Athletes, Students Remember Coach Steve Wolfe
For decades, teacher and wrestling coach Steve Wolfe positively affected the lives of hundreds of student-athletes in Homer and beyond. Coach Wolfe passed away Sunday after a four-month fight against a rare disease of the nervous system.
Steve Wolfe is well-known for fostering a love of the sport of wrestling in the Homer community for many years. His Homer Mariner teams won three state titles in the 1980’s. In 1986, he was named the national Wrestling Coach of the Year and in February of last year, he was inducted into the National Wrestling Hall of Fame in Stillwater, Oklahoma.
Away from the mat, Wolfe was a teacher, a family man and an author of three books about wrestling and life in Homer.

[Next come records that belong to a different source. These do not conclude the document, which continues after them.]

PR #263, opened 2026-04-30
Speed up query.py --batch by parallelizing queries

gvanrossum-ms:
This sped up `time make eval` on my machine from 5m30s to 35s, a 9x speedup.

@KRRT7
@bmerkle review?


bmerkle (approved):
perfect 👍

PR #264, opened 2026-04-30
Update dev deps to latest versions

gvanrossum:
Not everything is the latest available -- Claude solved a dependency issue.

I'm not updating the runtime dependencies -- I don't want to force typeagent *users* to have the latest of everything, that may not work within their application.


gvanrossum:
@bmerkle can you Approve?

bmerkle (approved):

PR #265, opened 2026-05-01
Use streaming in ingest_email.py

gvanrossum-ms:
We now count chunks to determine batch size. Reporting is much improved.

### DIFF
--- a/src/typeagent/aitools/model_adapters.py
+++ b/src/typeagent/aitools/model_adapters.py
@@ -27,18 +27,21 @@ required environment variables.
 """
 
 from collections.abc import Sequence
+import logging
 import os
 
 import numpy as np
 from numpy.typing import NDArray
 import stamina
 from stamina import BoundAsyncRetryingCaller
+from stamina.instrumentation import RetryDetails, set_on_retry_hooks
 
 import openai
 from pydantic_ai import Embedder as _PydanticAIEmbedder
 from pydantic_ai.embeddings.base import EmbeddingModel as _PydanticAIEmbeddingModelBase
 from pydantic_ai.embeddings.result import EmbeddingResult, EmbedInputType
 from pydantic_ai.embeddings.settings import EmbeddingSettings
+from pydantic_ai.exceptions import ModelAPIError
 from pydantic_ai.messages import (
     ModelMessage,
     ModelRequest,
@@ -60,14 +63,41 @@ _TRANSIENT_ERRORS = (
     openai.APIConnectionError,
     openai.APITimeoutError,
     openai.InternalServerError,
+    ModelAPIError,
 )
 
 DEFAULT_CHAT_RETRIER = stamina.AsyncRetryingCaller(attempts=6, timeout=120).on(
     _TRANSIENT_ERRORS
 )
-DEFAULT_EMBED_RETRIER = stamina.AsyncRetryingCaller(attempts=4, timeout=30).on(
+DEFAULT_EMBED_RETRIER = stamina.AsyncRetryingCaller(attempts=6, timeout=120).on(
     _TRANSIENT_ERRORS
 )
+
+_logger = logging.getLogger("stamina")
+
+_CALLABLE_LABELS: dict[str, str] = {
+    "request": "chat",
+    "embed_documents": "embedding",
+}
+
+
+def _on_retry(details: RetryDetails) -> None:
+    kind = _CALLABLE_LABELS.get(details.name, details.name)
+    caused = details.caused_by
+    exc_summary = repr(caused)[:200]
+    _logger.warning(
+        "stamina: retrying %s request (attempt %d, waited %.1fs so far, "
+        "waiting %.1fs): %s",
+        kind,
+        details.retry_num,
+        details.waited_so_far,
+        details.wait_for,
+        exc_summary,
+    )
+
+
+set_on_retry_hooks([_on_retry])
+
 
 # ---------------------------------------------------------------------------
 # Chat model adapter
--- a/src/typeagent/aitools/model_adapters.py
+++ b/src/typeagent/aitools/model_adapters.py
@@ -34,7 +34,7 @@ import numpy as np
 from numpy.typing import NDArray
 import stamina
 from stamina import BoundAsyncRetryingCaller
-from stamina.instrumentation import RetryDetails, set_on_retry_hooks
+from stamina.instrumentation import get_on_retry_hooks, RetryDetails, set_on_retry_hooks
 
 import openai
 from pydantic_ai import Embedder as _PydanticAIEmbedder
@@ -96,7 +96,8 @@ def _on_retry(details: RetryDetails) -> None:
     )
 
 
-set_on_retry_hooks([_on_retry])
+if not get_on_retry_hooks():
+    set_on_retry_hooks([_on_retry])
 
 
 # ---------------------------------------------------------------------------
--- a/src/typeagent/aitools/model_adapters.py
+++ b/src/typeagent/aitools/model_adapters.py
@@ -34,7 +34,7 @@ import numpy as np
 from numpy.typing import NDArray
 import stamina
 from stamina import BoundAsyncRetryingCaller
-from stamina.instrumentation import get_on_retry_hooks, RetryDetails, set_on_retry_hooks
+from stamina.instrumentation import RetryDetails, set_on_retry_hooks
 
 import openai
 from pydantic_ai import Embedder as _PydanticAIEmbedder
@@ -96,8 +96,7 @@ def _on_retry(details: RetryDetails) -> None:
     )
 
 
-if not get_on_retry_hooks():
-    set_on_retry_hooks([_on_retry])
+set_on_retry_hooks([_on_retry])
 
 
 # ---------------------------------------------------------------------------
--- a/src/typeagent/knowpro/conversation_base.py
+++ b/src/typeagent/knowpro/conversation_base.py
@@ -269,7 +269,9 @@ class ConversationBase(
             nonlocal pending_commit, pending_skipped
             if pending_commit is not None:
                 result = await pending_commit
-                result.messages_skipped = pending_skipped
+                result = await pending_commit
+                result.messages_skipped += pending_skipped
+                _accumulate(result)
                 _accumulate(result)
                 pending_commit = None
                 pending_skipped = 0
--- a/src/typeagent/knowpro/conversation_base.py
+++ b/src/typeagent/knowpro/conversation_base.py
@@ -255,23 +255,28 @@ class ConversationBase(
             total.messages_added += result.messages_added
             total.semrefs_added += result.semrefs_added
             total.chunks_added += result.chunks_added
+            total.messages_skipped += result.messages_skipped
             if on_batch_committed:
                 on_batch_committed(result)
 
         pending_commit: asyncio.Task[AddMessagesResult] | None = None
+        pending_skipped: int = 0
 
         async def _drain_commit() -> None:
-            nonlocal pending_commit
+            nonlocal pending_commit, pending_skipped
             if pending_commit is not None:
-                _accumulate(await pending_commit)
+                result = await pending_commit
+                result.messages_skipped = pending_skipped
+                _accumulate(result)
                 pending_commit = None
+                pending_skipped = 0
 
-        async def _submit_batch(filtered: list[TMessage]) -> None:
-            nonlocal pending_commit
-            if not filtered:
+        async def _submit_batch(filtered: list[TMessage], skipped: int) -> None:
+            nonlocal pending_commit, pending_skipped
+            if not filtered and not skipped:
                 return
 
-            if should_extract:
+            if filtered and should_extract:
                 next_extraction = asyncio.create_task(
                     self._extract_knowledge_for_batch(filtered)
                 )
@@ -281,6 +286,13 @@ class ConversationBase(
             # Wait for previous commit to finish (frees the DB connection)
             await _drain_commit()
 
+            if not filtered:
+                # Nothing to commit, just report skipped
+                total.messages_skipped += skipped
+                if on_batch_committed:
+                    on_batch_committed(AddMessagesResult(messages_skipped=skipped))
+                return
+
             # Await extraction result for this batch
             extraction = await next_extraction if next_extraction is not None else None
 
@@ -289,19 +301,20 @@ class ConversationBase(
             pending_commit = asyncio.create_task(
                 self._commit_batch_streaming(storage, filtered, extraction)
             )
+            pending_skipped = skipped
 
         try:
             batch: list[TMessage] = []
             async for msg in messages:
                 batch.append(msg)
                 if len(batch) >= batch_size:
-                    filtered = await self._filter_ingested(storage, batch)
-                    await _submit_batch(filtered)
+                    filtered, skipped = await self._filter_ingested(storage, batch)
+                    await _submit_batch(filtered, skipped)
                     batch = []
 
             if batch:
-                filtered = await self._filter_ingested(storage, batch)
-                await _submit_batch(filtered)
+                filtered, skipped = await self._filter_ingested(storage, batch)
+                await _submit_batch(filtered, skipped)
 
             await _drain_commit()
         except BaseException:
@@ -317,23 +330,26 @@ class ConversationBase(
         self,
         storage: IStorageProvider[TMessage],
         batch: list[TMessage],
-    ) -> list[TMessage]:
+    ) -> tuple[list[TMessage], int]:
         """Filter out messages whose source_id has already been ingested.
 
-        Safe to call while a pending_commit task exists: is_source_ingested
-        is a synchronous SELECT on SQLite's single connection, so it won't
-        interleave with the commit task's cursor operations in asyncio's
-        cooperative model.  If the storage provider becomes truly async
-        (e.g. aiosqlite), this assumption needs revisiting.
+        Returns (filtered_messages, skipped_count).
+
+        Uses a single batch query instead of per-message lookups.
         """
+        source_ids = [m.source_id for m in batch if m.source_id is not None]
+        if source_ids:
+            ingested = await storage.are_sources_ingested(source_ids)
+        else:
+            ingested = set[str]()
         filtered: list[TMessage] = []
+        skipped = 0
         for msg in batch:
-            if msg.source_id is not None and await storage.is_source_ingested(
-                msg.source_id
-            ):
+            if msg.source_id is not None and msg.source_id in ingested:
+                skipped += 1
                 continue
             filtered.append(msg)
-        return filtered
+        return filtered, skipped
 
     async def _extract_knowledge_for_batch(
         self,
--- a/src/typeagent/knowpro/conversation_base.py
+++ b/src/typeagent/knowpro/conversation_base.py
@@ -238,7 +238,10 @@ class ConversationBase(
 
         Args:
             messages: An async iterable of messages to ingest.
-            batch_size: Number of messages per commit batch.
+            batch_size: Target number of text chunks per commit batch.
+                Messages are never split across batches, so the actual
+                chunk count may exceed ``batch_size`` if a single message
+                has more chunks than that.
             on_batch_committed: Optional callback invoked after each batch is
                 committed, receiving the batch's ``AddMessagesResult``.
 
@@ -305,12 +308,21 @@ class ConversationBase(
 
         try:
             batch: list[TMessage] = []
+            batch_chunks = 0
             async for msg in messages:
-                batch.append(msg)
-                if len(batch) >= batch_size:
+                msg_chunks = len(msg.text_chunks)
+                if batch and batch_chunks + msg_chunks > batch_size:
                     filtered, skipped = await self._filter_ingested(storage, batch)
                     await _submit_batch(filtered, skipped)
                     batch = []
+                    batch_chunks = 0
+                batch.append(msg)
+                batch_chunks += msg_chunks
+                if batch_chunks >= batch_size:
+                    filtered, skipped = await self._filter_ingested(storage, batch)
+                    await _submit_batch(filtered, skipped)
+                    batch = []
+                    batch_chunks = 0
 
             if batch:
                 filtered, skipped = await self._filter_ingested(storage, batch)
--- a/src/typeagent/knowpro/conversation_base.py
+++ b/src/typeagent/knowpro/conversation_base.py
PR #273, opened 2026-05-08
Upgrade python-multipart to >=0.0.27

gvanrossum:
As directed by Dependabot. But also fix a weird merge conflict (? see #41) that left pyright in the runtime deps.


gvanrossum-ms (approved):

bmerkle (approved):
reviewed and tested. LGTM.

PR #283, opened 2026-06-09
fix: remap chunk results after skipped messages

KRRT7:
## Summary

- Remap source-stream chunk locations to consecutive storage message ordinals when failed messages are skipped.
- Preserve correct chunk embedding and semantic-reference locations for messages committed after a skipped message.
- Add end-to-end coverage for a failed message followed by a successful one.
- Retain regression coverage for graceful shutdown with a full chunk queue.

## Validation

- make format check test
- GitHub CI and CodeQL


KRRT7:
@bmerkle @robgruen if you wouldn't mind reviewing, thanks

tests/test_add_messages_streaming.py
```diff
@@ -200,6 +200,36 @@ async def test_streaming_extraction_failure_stops_at_failing_message() -> None:
         await storage.close()
 
 
+@pytest.mark.asyncio
+async def test_streaming_skips_failed_message_and_commits_next_message() -> None:
```
robgruen, line 212: I would maybe add one more test that includes a repair & reimport to make sure there are no duplicates.

something like this: *fail -> repair -> replay -> replay*

robgruen (approved):

tests/test_add_messages_streaming.py
KRRT7: I've pushed new tests for that, hopefully they're good.

src/typeagent/knowpro/conversation_base.py
```diff
@@ -301,20 +311,45 @@ async def _commit_batch_from_chunk_results(
...
+                raise ValueError("Chunk results exceed staged messages with chunks")
+
+            knowledge_items = [
+                (
+                    source_to_storage_message_id[source_message_id],
+                    chunk_ordinal,
+                    knowledge,
+                )
+                for source_message_id, chunk_ordinal, knowledge in knowledge_items
+            ]
```
bmerkle: Every sibling invariant check in this function (missing embedding, missing knowledge, length mismatches, the two new group-count checks just above) fails with a named `ValueError`. This lookup is the odd one out: if `source_message_id` were ever missing from `source_to_storage_message_id`, this raises a bare `KeyError` with no context pointing back at the chunk-result remap — exactly the kind of regression this PR's own title ("remap chunk results after skipped messages") suggests is worth guarding against explicitly.

```suggestion
            remapped_knowledge_items: list[
                tuple[MessageOrdinal, int, kplib.KnowledgeResponse]
            ] = []
            for source_message_id, chunk_ordinal, knowledge in knowledge_items:
                storage_message_id = source_to_storage_message_id.get(
                    source_message_id
                )
                if storage_message_id is None:
                    raise ValueError(
                        "No storage message id for chunk result: "
                        f"source_message={source_message_id}, chunk={chunk_ordinal}"
                    )
                remapped_knowledge_items.append(
                    (storage_message_id, chunk_ordinal, knowledge)
                )
            knowledge_items = remapped_knowledge_items
```

bmerkle (commented):
## Review summary

Ran a multi-pass review (correctness, test coverage, comment accuracy, error handling) against the diff. The core fix is sound, but the specific bug this PR claims to fix is not actually covered by a test, and there's one error-handling inconsistency worth closing before merge.

### Critical Issues
None. The positional remap in `_commit_batch_from_chunk_results` was traced against the reassembler's invariants (contiguous per-message result grouping in `chunk_results`, monotonic ordinals, zero-chunk-message handling) and is correct given how `add_messages.py`'s producer/reassembler currently stage results.

### Important Issues
1. **The remap this PR fixes has no test verifying it end-to-end.** Every extractor in the test suite returns an empty `KnowledgeResponse`, so `add_knowledge_batch_to_semantic_ref_index` never actually produces a `SemanticRef`, and no test reads `transcript.semantic_refs`/`semantic_ref_index` after a skip. A regression that reverted just the `knowledge_items` remap (lines 344-351) would pass every test currently in this PR. Suggest adding a test with a non-empty `KnowledgeResponse` (e.g. one entity per chunk, named after the chunk text) across a skip, then asserting the resulting semref's `message_ordinal` points at the correct *storage* message, not the source-stream one.
2. **Narrow scenario coverage.** All skip tests cover exactly one skip of a single-chunk message. Worth adding cases for: two consecutive skips, a skip followed by a multi-chunk message, a zero-chunk message adjacent to a skip, and a replay that crosses a batch boundary — these are the shapes most likely to expose an off-by-one in `result_group_index`.
3. **Unguarded dict lookup breaks this function's own error-handling convention** — see inline suggestion below.
4. Positional pairing is inferred from group counts, not verified by identity. `ChunkProcessingResult` already carries a `message: TMessage` field; asserting `result.message is message` while pairing would catch a future reassembler regression that silently swapped two same-sized messages (a scenario the current count-only checks wouldn't catch).

### Suggestions
- Line 341-342: `"Chunk results exceed staged messages with chunks"` carries no numbers (consumed vs. expected group count) — worth adding for debuggability, consistent with the other guards in this function.
- Line 303 comment ("Store embedding by source message/chunk location until commit remaps it") is a little misleading — the map itself is never remapped; it's read with the source key throughout, while a separate list is built in storage order.

### Strengths
- Transaction semantics are clean: every raise in this function happens before any DB-mutating call, inside a `BEGIN IMMEDIATE`/rollback-on-exception transaction — no path leaves partial state.
- Exception propagation to the caller is fail-fast, no swallowing (`asyncio.TaskGroup`).
- `fail_on_text` on `ControlledExtractor` is a well-justified addition for deterministic failure injection under concurrent extraction.
- `_replay()` realistically mirrors the production importer pattern in `tools/ingest_email.py`.

(Note: `add_messages.py`'s `ChunkProcessingResult` docstring still references a nonexistent `success` property — confirmed that file is unchanged by this PR/identical to `main`, so that's pre-existing and out of scope here, but worth a follow-up cleanup.)

src/typeagent/knowpro/conversation_base.py
robgruen: +1 on this...let's get this one in and then we an approve.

Wolfe’s most recent book, “Call Us Olympians,” was published in 2007 and tells the tale of his most famous protégé, Tela O’Donnell. Wolfe was an early advocate of girls’ wrestling at a time when the sport was often met with a lack of acceptance on the part of school administrators.
In his last interview with KBBI, Wolfe recalled coaching O’Donnell when she was a young student at Homer Middle School.
"The principal wouldn't allow her to compete (because) wrestling and girls just didn't mix," he said. "But as a sophomore, she decided to go to the national tournament for girls and she won. And then she just kept getting better and better and better."
Tela O’Donnell went on to wrestle in college at Pacific University where, in 2002, she won a national championship. Two years later, O’Donnell was in Athens, Greece, competing for the United States in the 2004 Olympic Games.
In the foreword to “Call Us Champions,” O’Donnell wrote that it was Coach Wolfe who ignited her passion for the sport of wrestling. She said “his attitude was: if you want to wrestle, I am behind you 100 percent.”
Homer High School teacher and former football coach Cam Wyatt knew Wolfe for years and credits him for teaching and inspiring his own son, Mitch, a former Alaska state champion who now wrestles for Colorado Mesa University.
Wyatt says Coach Wolfe’s passion for wrestling was matched only by his desire to help and mentor kids. He says that even when Wolfe was into his fifties, he would sometimes strap on the wrestling gear and get onto the mat with other coaches and kids.
"He was a passionate advocate for ... developing an inner strength," said Wyatt. "He lived and breathed the wrestling ... way of life and if you knew him off the mat, you knew that all that man ever did was work hard, give to others and laugh when he could."
According to a website set up to help his family with medical expenses, Wolfe was diagnosed in August with Guillain–Barré syndrome, a disease that affects the nervous system. In November, his condition was complicated by a bout of pneumonia. Wolfe’s daughter, Rosemary, confirmed that he passed away Sunday night at about 6 p.m.
In the final chapter of “Call Us Champions,” Coach Wolfe takes a break from the subject of wrestling and writes about his own family and a life well-lived in Alaska.
“Alaska and wrestling had both been good for me,” he writes. “I hoped I had been good for them. I hoped that I might continue to make some contribution to what in my mind was the greatest sport ever and the greatest state ever.”